* [PROVIDED RECORDS]:
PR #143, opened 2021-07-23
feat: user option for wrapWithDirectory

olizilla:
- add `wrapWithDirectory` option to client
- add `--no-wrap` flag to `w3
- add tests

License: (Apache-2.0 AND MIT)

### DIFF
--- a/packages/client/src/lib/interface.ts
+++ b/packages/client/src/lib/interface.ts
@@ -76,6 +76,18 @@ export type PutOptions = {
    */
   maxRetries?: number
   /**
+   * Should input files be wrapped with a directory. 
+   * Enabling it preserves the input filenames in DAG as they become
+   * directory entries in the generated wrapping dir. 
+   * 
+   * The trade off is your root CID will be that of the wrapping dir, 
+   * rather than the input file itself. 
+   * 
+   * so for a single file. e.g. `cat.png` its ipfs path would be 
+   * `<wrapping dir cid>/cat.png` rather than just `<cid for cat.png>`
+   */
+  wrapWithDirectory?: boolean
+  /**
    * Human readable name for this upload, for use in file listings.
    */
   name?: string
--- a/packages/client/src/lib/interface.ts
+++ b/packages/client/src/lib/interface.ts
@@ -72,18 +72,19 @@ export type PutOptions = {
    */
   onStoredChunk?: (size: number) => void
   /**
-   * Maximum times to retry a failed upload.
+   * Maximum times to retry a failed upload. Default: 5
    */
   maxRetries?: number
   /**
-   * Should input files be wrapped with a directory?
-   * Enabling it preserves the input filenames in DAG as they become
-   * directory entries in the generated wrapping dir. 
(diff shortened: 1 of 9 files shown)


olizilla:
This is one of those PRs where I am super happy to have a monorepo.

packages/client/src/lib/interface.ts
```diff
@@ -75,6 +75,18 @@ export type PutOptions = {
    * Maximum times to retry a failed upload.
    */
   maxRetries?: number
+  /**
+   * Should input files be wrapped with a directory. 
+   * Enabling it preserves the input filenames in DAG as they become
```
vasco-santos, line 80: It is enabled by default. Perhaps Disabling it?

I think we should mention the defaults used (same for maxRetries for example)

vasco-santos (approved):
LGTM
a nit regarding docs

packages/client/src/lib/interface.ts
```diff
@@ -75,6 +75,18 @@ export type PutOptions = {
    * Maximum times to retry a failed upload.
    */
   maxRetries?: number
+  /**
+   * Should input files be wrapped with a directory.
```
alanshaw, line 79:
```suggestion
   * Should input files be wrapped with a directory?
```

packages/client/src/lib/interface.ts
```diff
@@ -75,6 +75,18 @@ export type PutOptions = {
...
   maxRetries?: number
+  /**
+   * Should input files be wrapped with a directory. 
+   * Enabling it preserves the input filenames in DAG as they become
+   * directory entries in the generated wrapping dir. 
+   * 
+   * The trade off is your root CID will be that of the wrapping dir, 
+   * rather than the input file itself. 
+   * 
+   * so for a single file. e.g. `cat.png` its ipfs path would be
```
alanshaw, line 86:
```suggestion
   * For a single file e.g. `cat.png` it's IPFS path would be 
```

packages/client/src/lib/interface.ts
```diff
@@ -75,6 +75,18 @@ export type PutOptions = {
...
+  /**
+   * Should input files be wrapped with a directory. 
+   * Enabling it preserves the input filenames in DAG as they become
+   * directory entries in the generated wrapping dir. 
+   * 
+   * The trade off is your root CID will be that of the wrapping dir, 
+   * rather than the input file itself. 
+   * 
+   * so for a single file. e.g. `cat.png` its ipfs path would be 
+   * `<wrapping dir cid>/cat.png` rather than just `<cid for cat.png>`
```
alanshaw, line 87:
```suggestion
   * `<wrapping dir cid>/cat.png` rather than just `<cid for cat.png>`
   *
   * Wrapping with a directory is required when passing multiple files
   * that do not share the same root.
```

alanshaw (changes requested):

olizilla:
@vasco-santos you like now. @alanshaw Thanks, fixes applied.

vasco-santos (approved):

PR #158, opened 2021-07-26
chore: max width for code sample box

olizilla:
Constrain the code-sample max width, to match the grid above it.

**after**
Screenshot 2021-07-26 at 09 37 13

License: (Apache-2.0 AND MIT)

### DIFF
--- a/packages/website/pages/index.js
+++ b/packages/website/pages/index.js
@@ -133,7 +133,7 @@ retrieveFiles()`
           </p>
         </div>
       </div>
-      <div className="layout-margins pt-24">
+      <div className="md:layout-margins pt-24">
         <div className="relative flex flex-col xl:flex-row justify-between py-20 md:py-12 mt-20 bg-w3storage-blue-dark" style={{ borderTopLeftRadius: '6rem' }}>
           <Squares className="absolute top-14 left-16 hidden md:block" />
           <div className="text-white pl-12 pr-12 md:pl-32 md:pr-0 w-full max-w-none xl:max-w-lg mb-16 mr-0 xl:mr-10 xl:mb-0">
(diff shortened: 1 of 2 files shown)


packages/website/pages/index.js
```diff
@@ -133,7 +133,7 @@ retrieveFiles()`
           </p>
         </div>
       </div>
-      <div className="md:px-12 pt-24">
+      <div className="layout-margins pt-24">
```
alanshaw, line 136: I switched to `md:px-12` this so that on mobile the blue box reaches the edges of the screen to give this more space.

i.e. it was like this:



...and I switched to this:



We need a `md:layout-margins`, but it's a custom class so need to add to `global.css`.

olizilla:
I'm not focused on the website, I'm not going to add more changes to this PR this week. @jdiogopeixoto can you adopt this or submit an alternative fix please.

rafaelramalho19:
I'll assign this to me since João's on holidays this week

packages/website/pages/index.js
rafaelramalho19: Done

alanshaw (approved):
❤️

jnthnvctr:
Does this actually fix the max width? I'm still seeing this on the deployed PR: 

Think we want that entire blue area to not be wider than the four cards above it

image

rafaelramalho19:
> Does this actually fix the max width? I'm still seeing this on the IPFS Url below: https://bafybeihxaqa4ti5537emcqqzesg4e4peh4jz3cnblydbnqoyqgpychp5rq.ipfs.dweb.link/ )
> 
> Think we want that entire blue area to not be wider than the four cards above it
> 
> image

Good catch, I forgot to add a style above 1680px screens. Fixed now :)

* [TASK PROMPT]:
Only the lines containing the string "wider" are needed; pull them out of the records.

* [EXERCISE OUTPUT]:
Think we want that entire blue area to not be wider than the four cards above it
> Think we want that entire blue area to not be wider than the four cards above it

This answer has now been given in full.